## [Assignment]
Only the count is expected: the number of lines below that contain "private".

## [Source records]
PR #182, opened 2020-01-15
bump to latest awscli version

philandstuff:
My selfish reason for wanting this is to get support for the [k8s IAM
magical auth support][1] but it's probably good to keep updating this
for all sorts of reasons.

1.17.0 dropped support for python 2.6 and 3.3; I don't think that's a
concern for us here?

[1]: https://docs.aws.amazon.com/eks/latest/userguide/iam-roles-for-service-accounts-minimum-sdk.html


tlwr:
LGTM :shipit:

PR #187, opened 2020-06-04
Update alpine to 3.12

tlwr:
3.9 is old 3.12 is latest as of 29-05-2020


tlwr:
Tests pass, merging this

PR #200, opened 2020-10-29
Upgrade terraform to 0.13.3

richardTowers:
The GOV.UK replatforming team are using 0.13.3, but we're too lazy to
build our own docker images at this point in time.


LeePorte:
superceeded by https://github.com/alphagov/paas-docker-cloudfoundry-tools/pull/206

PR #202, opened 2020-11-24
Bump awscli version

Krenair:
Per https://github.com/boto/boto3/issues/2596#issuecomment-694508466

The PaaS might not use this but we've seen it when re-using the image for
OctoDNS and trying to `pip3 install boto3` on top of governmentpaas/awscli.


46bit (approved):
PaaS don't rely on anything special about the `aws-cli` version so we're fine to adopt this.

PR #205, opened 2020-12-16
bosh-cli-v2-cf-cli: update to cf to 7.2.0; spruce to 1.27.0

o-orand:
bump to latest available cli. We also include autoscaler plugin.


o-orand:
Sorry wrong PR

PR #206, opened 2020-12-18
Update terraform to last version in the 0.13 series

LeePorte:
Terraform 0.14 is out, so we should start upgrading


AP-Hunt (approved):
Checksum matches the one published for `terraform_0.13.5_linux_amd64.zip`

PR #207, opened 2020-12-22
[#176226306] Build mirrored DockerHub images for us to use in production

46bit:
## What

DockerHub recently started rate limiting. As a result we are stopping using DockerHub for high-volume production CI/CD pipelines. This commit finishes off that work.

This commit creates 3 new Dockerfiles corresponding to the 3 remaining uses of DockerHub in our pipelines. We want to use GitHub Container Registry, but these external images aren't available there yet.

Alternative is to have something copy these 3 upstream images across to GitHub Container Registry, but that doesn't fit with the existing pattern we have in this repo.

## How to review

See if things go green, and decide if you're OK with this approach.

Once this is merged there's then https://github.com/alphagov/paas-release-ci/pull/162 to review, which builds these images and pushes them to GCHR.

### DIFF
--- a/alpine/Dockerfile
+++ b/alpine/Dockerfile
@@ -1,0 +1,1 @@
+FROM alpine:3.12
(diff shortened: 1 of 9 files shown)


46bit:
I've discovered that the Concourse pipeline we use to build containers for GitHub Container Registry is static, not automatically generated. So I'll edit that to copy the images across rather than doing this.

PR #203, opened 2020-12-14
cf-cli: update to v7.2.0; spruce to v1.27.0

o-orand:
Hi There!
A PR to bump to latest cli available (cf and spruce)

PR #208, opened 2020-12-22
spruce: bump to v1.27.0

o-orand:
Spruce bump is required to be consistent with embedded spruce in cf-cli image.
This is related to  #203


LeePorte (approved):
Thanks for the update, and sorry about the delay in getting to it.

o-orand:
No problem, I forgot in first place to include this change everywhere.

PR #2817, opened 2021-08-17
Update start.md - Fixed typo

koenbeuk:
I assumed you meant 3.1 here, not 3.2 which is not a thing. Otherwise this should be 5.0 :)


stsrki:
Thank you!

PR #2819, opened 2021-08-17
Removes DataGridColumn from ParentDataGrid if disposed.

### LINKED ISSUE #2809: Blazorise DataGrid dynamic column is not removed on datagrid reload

...

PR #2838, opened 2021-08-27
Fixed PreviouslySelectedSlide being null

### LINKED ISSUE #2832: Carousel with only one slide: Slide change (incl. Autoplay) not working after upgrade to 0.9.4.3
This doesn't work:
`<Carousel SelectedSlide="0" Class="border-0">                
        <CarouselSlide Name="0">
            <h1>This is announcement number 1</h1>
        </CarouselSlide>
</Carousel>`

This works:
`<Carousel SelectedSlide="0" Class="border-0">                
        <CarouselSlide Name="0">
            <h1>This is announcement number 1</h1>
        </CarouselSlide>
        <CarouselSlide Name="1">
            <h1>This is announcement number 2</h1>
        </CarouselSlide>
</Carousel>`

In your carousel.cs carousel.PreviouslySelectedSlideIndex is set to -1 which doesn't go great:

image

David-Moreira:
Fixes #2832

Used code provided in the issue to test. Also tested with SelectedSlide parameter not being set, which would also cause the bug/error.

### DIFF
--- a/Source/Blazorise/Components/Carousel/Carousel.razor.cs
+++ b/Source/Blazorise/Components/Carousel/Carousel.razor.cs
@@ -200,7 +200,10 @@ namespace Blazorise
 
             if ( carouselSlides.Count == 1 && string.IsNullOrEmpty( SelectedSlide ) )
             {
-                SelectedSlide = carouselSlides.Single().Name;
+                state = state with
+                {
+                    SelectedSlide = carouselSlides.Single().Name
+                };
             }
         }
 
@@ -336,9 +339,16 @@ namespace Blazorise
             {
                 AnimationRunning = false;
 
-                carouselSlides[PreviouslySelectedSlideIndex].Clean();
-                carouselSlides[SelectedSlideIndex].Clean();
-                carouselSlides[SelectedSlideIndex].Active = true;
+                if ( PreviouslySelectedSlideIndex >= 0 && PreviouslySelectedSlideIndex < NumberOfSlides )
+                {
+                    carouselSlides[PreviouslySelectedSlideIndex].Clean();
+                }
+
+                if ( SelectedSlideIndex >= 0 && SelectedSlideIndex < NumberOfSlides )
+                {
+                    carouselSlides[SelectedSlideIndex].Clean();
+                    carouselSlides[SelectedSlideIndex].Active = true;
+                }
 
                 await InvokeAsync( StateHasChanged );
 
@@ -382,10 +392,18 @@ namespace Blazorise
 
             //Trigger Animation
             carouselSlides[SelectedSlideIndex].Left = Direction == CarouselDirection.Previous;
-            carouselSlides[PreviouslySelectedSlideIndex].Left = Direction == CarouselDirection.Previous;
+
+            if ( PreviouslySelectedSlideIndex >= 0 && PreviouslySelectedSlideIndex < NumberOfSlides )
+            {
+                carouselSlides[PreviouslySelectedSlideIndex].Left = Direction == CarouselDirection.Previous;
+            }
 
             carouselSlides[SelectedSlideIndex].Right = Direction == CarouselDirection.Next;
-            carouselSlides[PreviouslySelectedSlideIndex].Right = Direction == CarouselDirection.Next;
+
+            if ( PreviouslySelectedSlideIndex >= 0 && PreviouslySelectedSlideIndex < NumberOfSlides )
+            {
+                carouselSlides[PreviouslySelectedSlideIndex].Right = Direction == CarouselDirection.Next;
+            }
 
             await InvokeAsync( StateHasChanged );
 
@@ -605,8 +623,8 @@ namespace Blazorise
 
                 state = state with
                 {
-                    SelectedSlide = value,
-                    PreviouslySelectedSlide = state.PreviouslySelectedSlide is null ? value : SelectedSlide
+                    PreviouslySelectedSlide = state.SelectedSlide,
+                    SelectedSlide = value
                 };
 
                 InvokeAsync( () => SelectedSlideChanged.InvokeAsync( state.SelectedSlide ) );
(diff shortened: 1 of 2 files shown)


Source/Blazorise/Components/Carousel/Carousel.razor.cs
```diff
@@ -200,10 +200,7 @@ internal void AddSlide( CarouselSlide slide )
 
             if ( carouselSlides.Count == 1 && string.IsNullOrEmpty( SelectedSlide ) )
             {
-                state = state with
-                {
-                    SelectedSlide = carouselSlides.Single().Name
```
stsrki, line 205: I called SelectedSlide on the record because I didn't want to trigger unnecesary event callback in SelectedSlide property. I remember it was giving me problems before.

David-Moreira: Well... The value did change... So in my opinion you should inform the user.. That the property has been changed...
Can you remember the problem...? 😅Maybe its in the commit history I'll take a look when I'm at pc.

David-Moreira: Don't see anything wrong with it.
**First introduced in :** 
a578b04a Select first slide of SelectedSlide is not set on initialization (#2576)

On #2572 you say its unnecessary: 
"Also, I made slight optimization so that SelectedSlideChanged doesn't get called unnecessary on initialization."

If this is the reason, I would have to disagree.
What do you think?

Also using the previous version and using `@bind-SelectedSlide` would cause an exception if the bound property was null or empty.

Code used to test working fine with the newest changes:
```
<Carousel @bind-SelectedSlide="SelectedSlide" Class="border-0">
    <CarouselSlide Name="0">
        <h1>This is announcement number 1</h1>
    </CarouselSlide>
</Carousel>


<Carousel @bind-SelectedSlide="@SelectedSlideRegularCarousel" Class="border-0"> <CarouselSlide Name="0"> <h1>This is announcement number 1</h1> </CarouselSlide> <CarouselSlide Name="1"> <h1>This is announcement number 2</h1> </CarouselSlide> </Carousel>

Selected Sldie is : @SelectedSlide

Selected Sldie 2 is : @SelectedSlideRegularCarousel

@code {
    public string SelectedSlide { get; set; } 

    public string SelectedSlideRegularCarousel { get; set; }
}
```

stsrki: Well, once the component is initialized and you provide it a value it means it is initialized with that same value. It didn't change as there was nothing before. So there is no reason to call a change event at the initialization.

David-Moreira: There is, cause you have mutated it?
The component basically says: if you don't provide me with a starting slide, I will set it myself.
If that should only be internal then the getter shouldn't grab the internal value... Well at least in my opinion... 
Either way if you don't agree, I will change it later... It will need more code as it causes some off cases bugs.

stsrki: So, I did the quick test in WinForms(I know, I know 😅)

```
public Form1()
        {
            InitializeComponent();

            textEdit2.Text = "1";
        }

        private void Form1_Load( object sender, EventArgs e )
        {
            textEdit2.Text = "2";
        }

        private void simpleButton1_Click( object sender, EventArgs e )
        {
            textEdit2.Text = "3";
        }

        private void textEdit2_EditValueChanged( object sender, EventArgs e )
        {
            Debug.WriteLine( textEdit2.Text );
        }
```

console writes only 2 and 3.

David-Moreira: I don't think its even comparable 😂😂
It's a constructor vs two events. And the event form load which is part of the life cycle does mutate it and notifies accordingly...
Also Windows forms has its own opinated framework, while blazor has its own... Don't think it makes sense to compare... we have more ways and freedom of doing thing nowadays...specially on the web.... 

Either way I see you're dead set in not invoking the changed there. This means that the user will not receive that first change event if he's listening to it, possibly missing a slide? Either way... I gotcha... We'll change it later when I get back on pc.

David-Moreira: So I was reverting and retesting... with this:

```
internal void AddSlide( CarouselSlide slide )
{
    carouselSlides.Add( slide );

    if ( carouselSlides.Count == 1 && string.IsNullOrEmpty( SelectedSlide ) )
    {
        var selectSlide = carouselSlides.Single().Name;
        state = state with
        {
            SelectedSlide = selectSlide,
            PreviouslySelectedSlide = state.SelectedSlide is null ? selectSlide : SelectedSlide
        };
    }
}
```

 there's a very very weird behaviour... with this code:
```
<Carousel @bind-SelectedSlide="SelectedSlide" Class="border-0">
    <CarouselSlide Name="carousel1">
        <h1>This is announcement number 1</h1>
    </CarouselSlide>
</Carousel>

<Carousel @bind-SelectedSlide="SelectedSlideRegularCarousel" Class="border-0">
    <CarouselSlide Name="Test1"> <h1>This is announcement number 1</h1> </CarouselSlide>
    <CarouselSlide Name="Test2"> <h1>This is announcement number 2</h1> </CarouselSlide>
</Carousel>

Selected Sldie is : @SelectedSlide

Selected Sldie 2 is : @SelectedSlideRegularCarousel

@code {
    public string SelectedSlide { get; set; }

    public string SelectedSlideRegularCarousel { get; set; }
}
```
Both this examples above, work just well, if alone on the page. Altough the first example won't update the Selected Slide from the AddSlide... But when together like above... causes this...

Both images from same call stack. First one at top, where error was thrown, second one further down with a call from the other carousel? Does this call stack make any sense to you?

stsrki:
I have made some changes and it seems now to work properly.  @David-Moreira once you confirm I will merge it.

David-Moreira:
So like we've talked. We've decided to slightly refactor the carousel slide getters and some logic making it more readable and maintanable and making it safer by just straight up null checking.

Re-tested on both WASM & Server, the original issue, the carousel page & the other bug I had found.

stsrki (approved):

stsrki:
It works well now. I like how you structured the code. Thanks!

## [Response to the exercise]
3